-- What you have to do --
Below are some records; output all of them exactly.

::: Data for the task :::

Issue #367, opened 2019-01-16
Add high level bios emulation


TheCoder3156:
Would it be possible to add this? It’s not possible for some people to get the bios9 and 7 for people with a dsi without pirating. Thanks!

Arisotura:
yeah that'd be a good thing to add

xperia64:
I would like to point out that DraStic ships a free drop-in BIOS replacement under a fairly liberal license. It isn't perfect, and obviously doesn't include any keys, but I've tested it with MelonDS 0.8.2, and it seems to be enough to boot games fine.

These do not replace firmware.bin, and there's obviously some weirdness if a blank firmware.bin is provided (such as touch not working due to lack of calibration), but games boot otherwise without the need of real bios dumps.

[drastic_bios.zip](https://github.com/Arisotura/melonDS/files/3366514/drastic_bios.zip)

Arisotura:
generating a firmware would be easy enough (but it wouldn't be bootable)

not sure about the BIOS thing, I need to audit the DraStic BIOS. I don't want to end up with a billion bug reports stemming from a buggy BIOS replacement.

TheCoder3156:
Maybe we could get desmume to relicense their bios code under GPLv2 or later so we could use it.

TheCoder3156:
There are only two contributors so it might be easy to get permission.

Arisotura:
DeSmuME doesn't have a full-fledged alternate BIOS. they set up a minimalistic IRQ handler, and they handle the SWI calls via HLE.

which has its set of issues (for example the decompression functions that use callbacks, ...)

FrostKnight:
If it really is licensed under a free license, then its good till you get a better implementation.
Still a bit puzzled as to what website you found it in, but meh... w/e 
Hope you guys are working on an alternate bios though in the future. 
And yeah, you don't want a buggy replacement. Wisdom! :)

WaluigiWare64:
wrong PR :P

FrostKnight:
whoops... my bad.

Arisotura:
done!

PR #787, opened 2020-10-08
Fallback to FreeBIOS when BIOS files are not found.

Swordfish90:
This pull request, together with #778 makes melonDS no longer reliant on external files, effectively closing #367 .

I've tested the free BIOSes on dozens of games these days and each one of them worked correctly.

This is the free BIOS that's bundled with Drastic, which has more than 1M downloads on Google Play so it should be quite battle-tested.


WaluigiWare64:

:::

-- Solution to the problem --
Issue #367, opened 2019-01-16
Add high level bios emulation


TheCoder3156:
Would it be possible to add this? It’s not possible for some people to get the bios9 and 7 for people with a dsi without pirating. Thanks!

Arisotura:
yeah that'd be a good thing to add

xperia64:
I would like to point out that DraStic ships a free drop-in BIOS replacement under a fairly liberal license. It isn't perfect, and obviously doesn't include any keys, but I've tested it with MelonDS 0.8.2, and it seems to be enough to boot games fine.

These do not replace firmware.bin, and there's obviously some weirdness if a blank firmware.bin is provided (such as touch not working due to lack of calibration), but games boot otherwise without the need of real bios dumps.

[drastic_bios.zip](https://github.com/Arisotura/melonDS/files/3366514/drastic_bios.zip)

Arisotura:
generating a firmware would be easy enough (but it wouldn't be bootable)

not sure about the BIOS thing, I need to audit the DraStic BIOS. I don't want to end up with a billion bug reports stemming from a buggy BIOS replacement.

TheCoder3156:
Maybe we could get desmume to relicense their bios code under GPLv2 or later so we could use it.

TheCoder3156:
There are only two contributors so it might be easy to get permission.

Arisotura:
DeSmuME doesn't have a full-fledged alternate BIOS. they set up a minimalistic IRQ handler, and they handle the SWI calls via HLE.

which has its set of issues (for example the decompression functions that use callbacks, ...)

FrostKnight:
If it really is licensed under a free license, then its good till you get a better implementation.
Still a bit puzzled as to what website you found it in, but meh... w/e 
Hope you guys are working on an alternate bios though in the future. 
And yeah, you don't want a buggy replacement. Wisdom! :)

WaluigiWare64:
wrong PR :P

FrostKnight:
whoops... my bad.

Arisotura:
done!

PR #787, opened 2020-10-08
Fallback to FreeBIOS when BIOS files are not found.

Swordfish90:
This pull request, together with #778 makes melonDS no longer reliant on external files, effectively closing #367 .

I've tested the free BIOSes on dozens of games these days and each one of them worked correctly.

This is the free BIOS that's bundled with Drastic, which has more than 1M downloads on Google Play so it should be quite battle-tested.


WaluigiWare64:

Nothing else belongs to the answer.